Wednesday, September 06, 2006

That's A Pickle...

So, there's this thing called money. It has many purposes: further economy, gain possessions, create opportunities to travel, ensure a better seat at restaraunts, still wagging lips, make bad things disappear. It must be good if it can do all that right? I have trouble believing that. The pickle part is, I need money to get to Jerusalem and I really don't like having money. I'm afraid of having so much in my wallet (need to deposit it tomorrow) or even in my bank account. I buy so many unneccesary things when I know I have the funds to do so. Or I just nickle & dime it away. There are three or four things I do need, no matter what. They are glasses ($300 or so), passport ($80-100 I think), work visa (no clue) and I forgot the other one...mustn't have been too important. I'm also finding that having a driver's liscence would be a great asset so I don't have to taxi home at night and mom won't worry about me walking home. Thing is, I don't want to drive. I'm not afraid to, I just don't see the need. Sure, I'm uncomfortable riding in taxi's, though I've never done it, I'll surely get used to it. Besides, carpooling is better for the environment anyways. Even though I'm not carpooling...wow that one blew up in my face. Wow I just checked airline prices; it's gone up $600 since the last time I checked. $2412, from Stoon to Tel Aviv on Northwest Air. That's leaving in January and returning in July (longest time the site would allow). I don't know when I'm going, so don't take January as a set in stone date. Air Canada's flight (I just messed around and clicked a few things) is only $2347.94; not much of a difference but it's better. Anyways, this has all got me a bit overwhelmed. In short, I don't like money and the pressure it puts on me. All I know is that I want to get out before the next blow up. Although those odds get slimmer every day...

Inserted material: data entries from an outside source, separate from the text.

PR #1043, opened 2021-03-25
FLUID-6608: remove url-polyfill dependency

greatislander:
The URL api is now available in all of our supported browsers (https://caniuse.com/url) so I think it can safely be removed.


jobara:
@greatislander could you please update the README to remove reference to url-polyfill as well?

PR #1046, opened 2021-04-13
FLUID-6594: Migrate build to use npm scripts

jobara:
Notable differences:
* only includes minified builds
* preamble/banner in minified js builds
  * In a single line
  * Indicates build options
  * Includes version using tag name or package version with "-dev" appended
* zip/archive includes version using tag name or package version with "-dev" appended
* default build compiles dists
* dist directory only contains minified js files

https://issues.fluidproject.org/browse/FLUID-6594


jobara:
### Windows build failure

Regarding the failing Windows builds, they are related to the [command substitutions](https://www.gnu.org/software/bash/manual/html_node/Command-Substitution.html) used by some of the scripts. These are used to pull in output from one npm script into another. Typically for complex commands or where piping is not supported. For example the [`build:util:concat`](https://github.com/jobara/infusion/blob/13dc880d2019ef276581a73f759f99c9923e4f99/package.json#L39) script.

```JSON
"build:util:concat": "terser $(npm run build:util:modules --silent) --source-map --format \"preamble='$(npm run build:util:preamble --silent)'\""
```
Command Substitutions are not directly supported in Windows. Although [stack overflow](https://stackoverflow.com/a/2768660/9878263) mentions how to achieve something similar. This does not appear to be cross-platform compliant though. I also have not been able to find an npm package to perform the task we need.

#### Note about Terser

Tersers [CLI API](https://terser.org/docs/cli-usage) takes in files to be concatenated immediately after the command name. We can also pass them in at the end if a `--` is placed between the flags and the list of files. If no input files are specified, it reads from stdio. It seems that reading from stdio expects code, not files names to be entered.

### Exploration using environment variables
I started exploring moving the output of `build:util:modules` to environment variables. To achieve that I added an additional output option for buildModules.js which could then be redirected into a temporary .env file. I used [dotenv-cli](https://www.npmjs.com/package/dotenv-cli) and [cross-vars-no-babel](https://www.npmjs.com/package/cross-var-no-babel) to read in the contents of the temporary file and access them through environment variables. 

```JSON
"build:util:concat": "dotenv -e .env_build_temp cross-var terser %FL_BUILD_FILES% --source-map --format \"preamble='$(npm run build:util:preamble --silent)'\"",
```

As described in this [post](https://www.genui.com/resources/env-variables-json) by Ray Knight, we need to use the `%variable%` syntax even on macOS to ensure that the variable is not replaced before we load our environment variables in. 

However, this also does not work because it treats the list of file names as a single string which gets interpreted by terser as a single file name and throws an `ENAMETOOLONG` error. 

### Other possible solutions

- Require all platforms use bash or powershell (see: https://stackoverflow.com/a/55303370)
- Find a way to configure the CI windows builds to use bash and require Windows users to manually configure this themselves
- Find another way of passing the list of files to Terser, and address any other command substitution instances. (mostly these are for the preamble/banner in the concatenated file).
- Find an alternative to Terser that would work better for our case
- Remove the notion of custom builds and manually write up the list of files to concat and minify for the distributions and infusion-all package.
- Move more of the logic into buildModules.js so that it also handles the concatenation and minification.

I'm leaning towards the last option, moving more of the logic into buildModules.js. @amb26 do you have any thoughts and suggestions?

amb26:
> Move more of the logic into buildModules.js so that it also handles the concatenation and minification.
I'm leaning towards the last option, moving more of the logic into buildModules.js. @amb26 do you have any thoughts and suggestions?

I think I agree - in practice there's nothing that can be done with elaborate shell subsitution that can't be done more stably and comprehensibly with a wrapper around the invocation of terser. I wouldn't say that this is "handling the concatenation in buildModules.js" as it is exposing an API for terser that is more directly oriented to our needs. It seems that all of the features that we would need are exposed via a programmatic API: https://github.com/terser/terser#api-reference

jobara:
Some lingering issues:

- `npm run build:pkg` and `npm run build:pkg:custom` don't work on windows do to access of environment variables.
  - It might be possible to support using [cross-var](https://www.npmjs.com/package/cross-var-no-babel) but looks like it may require to use Windows syntax `%variable%` which doesn't support fallbacks like the unix variant does `${variable:-fallback}`
- sourceMaps build with a root value `../` so the the dists will link to source files from src. However, with packages, the source is adjacent and the expectation is that the files will not be extracted within infusion's directory.
  - One solution is to only specify the the root `../` for dist builds.
  - Another options is to have all the builds be the same and copy src into the dist directory.

README.md
```diff
@@ -99,136 +99,121 @@ All other development dependencies will be installed by running the following fr
...
+The `FL_INCLUDE` environment variable takes in a comma-separated string of the [Modules](#modules) to be included in a
+custom package. If omitted, all modules will be included (demos and tests will not be included).
 
 ```bash
-npm run build:custom -- --include="inlineEdit, uiOptions"
+FL_INCLUDE="fluid-inline-edit, fluid-ui-options" npm run build:pkg:custom
 ```
 
-##### --exclude
+##### FL_EXCLUDE
```
amb26, line 151: I probably missed some relevant discussion on this - why did we change from a command line option to an env variable?

buildModules.js
```diff
@@ -0,0 +1,332 @@
...
+ * @property {String} execFile - Path to the file being executed.
+ *                                   enclosing DOM element
+ * @property {Array} files - An array of file paths.
+ * @property {String} [include] - (optional) A comma separated string of modules to be included.
+ * @property {String} [exclude] - (optional) A comma separated string of modules to be excluded.
+ */
+
+/**
+ * Processes the argv command line arguments into an object. Options are expected to be key/value pairs in the format of
+ * `--key="value"`. If no value is provided the option is set to `undefined`. Arguments provides which are not options
```
amb26, line 44: Typo provided

buildModules.js
```diff
@@ -0,0 +1,332 @@
...
+const dayjs = require("dayjs");
+const fg = require("fast-glob");
+const fs = require("fs");
+const mkdirp = require("mkdirp");
+const path = require("path");
+const {execSync} = require("child_process");
+const {minify} = require("terser");
+
+/**
+ * Command line arguments processed into an object.
```
amb26, line 30: Would the use of a prepackaged system such as https://www.npmjs.com/package/minimist help here?

buildModules.js
```diff
@@ -0,0 +1,332 @@
...
+ * @return {String} - the directory path
+ */
+build.getDir = (filePath, ...paths) => {
+    var basePath = path.dirname(filePath);
+    return path.join.apply(null, [basePath, ...paths]);
+};
+
+/**
+ *
+ * @param {Array} files - The set of file paths to the package.json files to source the Infusion modules from.
```
amb26, line 115: String[] ?

buildModules.js
```diff
@@ -0,0 +1,332 @@
...
+        }
+    });
+    return modules;
+};
+
+/**
+ * Returns the set of requested modules/packages based on their dependency requirements. If the include options is
+ * provided only the requested modules will be returned. If the exclude option is provied, the exclude modules will be
+ * removed.
+ * @param {Object} packages - All available packages
```
amb26, line 138: Object<String, String> ?

src/components/inlineEdit/package.json
```diff
@@ -0,0 +1,22 @@
+{
```
amb26, line 1: Lovely to see this

package.json
```diff
@@ -52,37 +95,34 @@
     },
     "devDependencies": {
         "@fluid-project/hyphenation-patterns": "0.2.2-dev.20181115T221631Z.b2d0651",
+        "bestzip": "2.2.0",
         "browserslist-config-fluid": "0.1.0",
+        "cpy-cli": "3.1.1",
```
amb26, line 100: I don't see any use of this dependency in this pull

README.md
jobara: Simply, this is so to support passing the values down between npm scripts. You can use the `--` notation to pass some arguments down but it gets confusing when a scrips runs multiple other scripts or they go down a few levels. In migrating more functionality to buildModules.js we did remove some of this complexity in the scripts so we might actually be able to use the command line arguments again. I'll explore that.

package.json
jobara: it's used for the dependency copying, moving files from nodue_modules to the lib directory. However, the command is just `cpy` as this is just a wrapper package to add a CLI API.

buildModules.js
jobara: Thanks for the tip on using minimist.

README.md
jobara: In my latest push I have removed all of the environment variables out of the npm scripts related API. However, they are still optional for use with buildModules.js

jobara:
@amb26 I paired up with @jhung to test the builds on Windows using PowerShell. However, we ran into issues with the custom builds. Basically it seems that npm isn't respecting `--` separator and is parsing the args itself instead of passing them down. Well in some cases it passes down the values but not the flags. 

```powershell
# will trigger npm's help, should have outputted the help from buildModules.js
npm run build:pkg:custom -- -h

# will pass "fluid-undo" to the underlying npm script
npm run build:pkg:custom -- -i fluid-undo 

# will no pass any of the arguments down to the npm script
npm run build:pkg:custom -- --include=fluid-undo
```

This also seems to be the case with the custom builds from main, which also rely on the `--` separator to pass down args.

Note that using the `--` separator within npm scripts in package.json works fine. So this might just be a bug with PowerShell or NPM, but I haven't yet been able to locate any info on it.

There is a workaround for Windows. buildModules.js accepts environment variables. Which means that the following could be used to create a custom build:

```powershell
$env:FL_INCLUDE = 'fluid-undo'
npm run build:pkg:custom
```

Do you have any thoughts on this? Do you know if I'm doing something wrong, or running the commands incorrectly on Windows?

amb26:
> # will trigger npm's help, should have outputted the help from buildModules.js
npm run build:pkg:custom -- -h

That's odd because I can't reproduce this on my system. I tried, for example, "npm run lint -- -h" and got lint's help as expected.
I tried this on the native shell, Powershell, and Cygwin's bash shell and got the expected results on each. I also can't find any reports that powershell defeats this behaviour, perhaps there's something odd about @jhung's configuration?

If this issue remains stubborn, what I seem to find is recommendations for a helper script as in "solution 2" on this answer https://stackoverflow.com/a/51401577 or else this one https://stackoverflow.com/a/59248672

jobara:
@amb26 I setup a Windows VM to testing things out locally and things worked okay for me. So you might be right that it may be something specific to @jhung's config. I'm going to ask @BlueSlug if he can test on his Windows machine.

jobara:
@amb26 this PR is ready for more review. I paired with @BlueSlug to test the issues with Windows builds. We weren't able to reproduce the issues that @jhung saw. However, we did come across another issue with the naming of the zip files. This has been addressed as well.

@amb26 some things to test:
- distributions: `npm run build`
- infusion-all build: `npm run build:pkg`
- custom builds: `npm run build:pkg:custom -- -i fluid-undo -n myPackage -e fluid-framework` or some similar custom package
- tagged builds. If the build is generated from a tag, the concatenated files will mention the tag name in the banner instead of the dev version. e.g. with tag "infusion - myTag", without tag "infusion - 3.0.0-dev". Similarly the name of the zip file will include the dev version or tag name. To test simply run `git tag -a myTag -m "my tag comment"` but make sure to delete after testing by running `git tag -d myTag`

BlueSlug:
I've tested @jobara's changes since we paired earlier today. The issue we discovered has been solved, and I didn't note any further bugs.

During my testing, I discovered that the `name` option is ignored if no modules are included or excluded. This result was unexpected on my part (though it makes perfect sense), so perhaps it's worth clarifying in the documentation:

> value: "custom suffix" (String) only available to custom packages

could be amended to something like.

> value: "custom suffix" (String) only available to custom packages. If all modules are included and none are excluded, the name "all" will be used.

jobara:
@BlueSlug thanks for the suggestion. I've touched up the docs for the name option.

buildModules.js
```diff
@@ -0,0 +1,368 @@
...
+ *
+ * Environment Variables:
+ * - npm_package_name (from package.json): package name
+ * - npm_package_version (from package.json): package version
+ *
+ * System:
+ * - date: current date
+ * - branch: git branch the build is generated from
+ * - revision: git revision the build is generated from
+ * - tag: git tag the build is generated from (if HEAD corresponds to a tag)
```
amb26, line 191: Looks like this actually ends up in "version" via the git describe call

amb26:
Thanks, I found this all worked very well - only one very minor wrinkle that the "git describe" invocation didn't pick up my first attempt at a tag without an annotation since it was considered "lightweight". I think this is actually how we had traditionally created all tags in the past so perhaps we should cater for this case by using "git describe --tags" to include these tags

jobara:
> Thanks, I found this all worked very well - only one very minor wrinkle that the "git describe" invocation didn't pick up my first attempt at a tag without an annotation since it was considered "lightweight". I think this is actually how we had traditionally created all tags in the past so perhaps we should cater for this case by using "git describe --tags" to include these tags

@amb26 thanks for the feedback. I've modified the `git describe` command to use the `--tags` flag so that lightweight tags will also be picked up. I made some other doc/comment changes as well. Ready for more review.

Saturday, September 02, 2006

Just a Rant

Wow, I really can't wait to leave this house! Don't mind me, its probably just the little sleep talking, but I need to get this out. If I'm not getting the third degree 20 billion questions, I'm being treated like a freakin retard. How can a person ever excell if they aren't expected to, rather expected to keep doing worse. This expectation of failure is just a set up so that he can point out yet another of my mistakes. When I find something I enjoy doing, its never good enough. Maybe there is always something better out there, but when you find something good and satisfying, wouldn't it make sense to hold on to it? What irks me the most is in almost all conversations that he's trying to gather information from me, he already knows what he needs to know. So why must I waste breath and effort? Why can't I just move on. I've been trying so hard! Just let me go, let me live, let me breathe. Talking is becoming so futile; if I'm not telling you what you want to hear, you're only hearing what you want to. How can everyone else say that I have to love and respect you when you give me no reason to, only many reasons not to? Probably the dumbest part of this whole thing is I'm only hurting myself. You probably don't even notice, you're always in your own little world. I don't know why I didn't get a job sooner, its one more thing that gets me away from you. I wonder if you've ever noticed, that everywhere I've applied, are places you never or rarely go to.

Anyways, that was my rant. And my 50th post...I'm catching up Robin. Haha.